Around 1,500 soldiers on standby for deployment to Minneapolis
Militias, National Guard, and Federal Power
- Debate over what “militia” means: some equate it with the modern National Guard; others emphasize citizen groups distinct from state and federal forces.
- Commenters note that National Guard units are now tightly integrated with federal armed forces and can be federalized, limiting their use against federal overreach.
- State defense forces are mentioned as legally distinct but seen as militarily weak against federal troops.
- Several posts argue that self-styled right-wing militias are absent when government power expands; some accuse them of siding with agencies like ICE rather than opposing “tyranny.”
Second Amendment and Resistance to Government
- A non‑US commenter asks how the 2nd Amendment fits this situation; replies say the threshold for armed resistance is not yet reached and premature violence would strengthen repression.
- Others argue Minnesota public opinion favors stricter gun laws, and many see armed resistance as futile or counterproductive.
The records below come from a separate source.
PR #446, opened 2021-09-20
[no ticket] Add script for cleaning up after test users

zloery:
This adds a small script to clean up a user's Sam resources leftover after WSM tests fail to clean them up.

### DIFF
--- a/scripts/cleanup-sam-resources.sh
+++ b/scripts/cleanup-sam-resources.sh
@@ -1,0 +1,38 @@
+#!/bin/bash
+#
+# A script for cleaning up a user's Sam resources, such as those not cleaned
+# up after testing. This will attempt to delete all controlled (both shared and
+# private) resources owned by a user in Sam, as well as all their workspaces.
+#
+# This script will attempt to delete all of the resources and workspaces a user
+# has any access to, including ones the user does not have permission to delete
+# (such as those owned by other test users, where the specified user is only
+# a reader). This means some delete calls will fail with a 403 error and the
+# message "You may not perform any of [DELETE] on
+# {resource type}/{resource id}". This is expected and can be ignored.
+#
+# Input:
+#   access_token: An access token used for calls to Sam. This script will delete
+#   all controlled resources and workspaces in Sam that the user owns, so be
+#   sure this belongs to the correct user.
+
+access_token=$1
+sam_url="https://sam.dsde-dev.broadinstitute.org/api"
+
+# Workspaces must be deleted last as they are parents of other resource types.
+# Sam will not allow us to delete a workspace which contains controlled resources.
+for resource_type in "controlled-user-shared-workspace-resource" "controlled-user-private-workspace-resource" "workspace"; do
+  echo "Cleaning up $resource_type"
+  # Fetch resources belonging to this user and save their IDs.
+  curl -X GET "$sam_url/resources/v2/$resource_type" \
+  -H "accept: application/json" -H "Authorization: Bearer $access_token" \
+  | jq -r ".[] | .resourceId" >$resource_type.txt
+  # For each ID, call Sam to delete the resource.
+  while read -r resource_id; do
+    echo "Deleting $resource_id"
+    curl -X DELETE "$sam_url/resources/v2/$resource_type/$resource_id" \
+    -H "accept: */*" -H "Authorization: Bearer $access_token"
+  done <$resource_type.txt
+  # Clean up the intermediate file
+  rm $resource_type.txt
+done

- One detailed comment traces how the 2A has shifted from a militia concept to an individual-rights doctrine (e.g., Heller), without any effective right to resist government violence.
- Several commenters claim the modern gun‑rights movement and the NRA are aligned with authoritarian power, providing widespread guns but no organized resistance to abuses.
Partisan Hypocrisy and Extremism
- Strong criticism that Republicans who once championed state sovereignty now support federal intervention in a blue state, seen as clear hypocrisy.
- Some argue “both sides” are bad and driven by fear and emotion; others sharply reject equivalence, saying the US has a center‑right party and a far‑right party, with the radical left holding almost no institutional power.
- Discussion of voters’ choices frames recent elections as “rejecting the incumbent” more than positively endorsing the alternative, with propaganda and information bubbles blamed for polarization.
Military Oaths, Training, and Obedience
- One veteran expresses optimism that troops will view ICE as a “domestic enemy” and side with the Constitution.
- Others are skeptical, citing reports (linked in the thread) that law‑of‑war training and enforcement structures (JAG, IG) have been curtailed to remove “roadblocks” to presidential orders.
- Commenters contrast enlisted and officer oaths (enlisted explicitly mention obeying the President; officer oaths do not) and question how many service members would actually resist illegal or immoral orders.
- Concern is raised that bringing in troops from distant states makes them functionally like occupying forces.
Why Minneapolis Specifically?
- Theories include: targeting the Minnesota governor for political revenge; Minneapolis being more “manageable” than larger cities; and using high‑profile daycare/food‑aid fraud scandals (with a notable Somali component) as a pretext for a visible ICE surge.
- Some insist fraud is being used as political cover: ICE has no direct fraud‑enforcement mandate and is there for immigration, not criminal financial enforcement.
- Sub‑discussion examines the demographics of prosecuted fraud defendants and whether emphasis on Somali involvement is racially motivated.
Escalation Risks and “System-Breaking”
- Multiple commenters fear a deliberate strategy to provoke open conflict: protesters, state Guard, and hand‑picked federal troops in close contact could justify martial law or Insurrection Act deployment.
- Past foreign examples are invoked where civilian nonviolent resistance sometimes stopped troops, contrasted with more ideologically isolated forces that repress hard.
- A movie monologue about “breaking norms, then the system itself” is cited as an apt metaphor for the current presidency’s incremental erosion of democratic constraints.
- Dark irony surfaces around slogans like “Don’t Tread on Me,” the “tree of liberty,” and the supposed protective role of the 2nd Amendment, which many see as having failed in practice.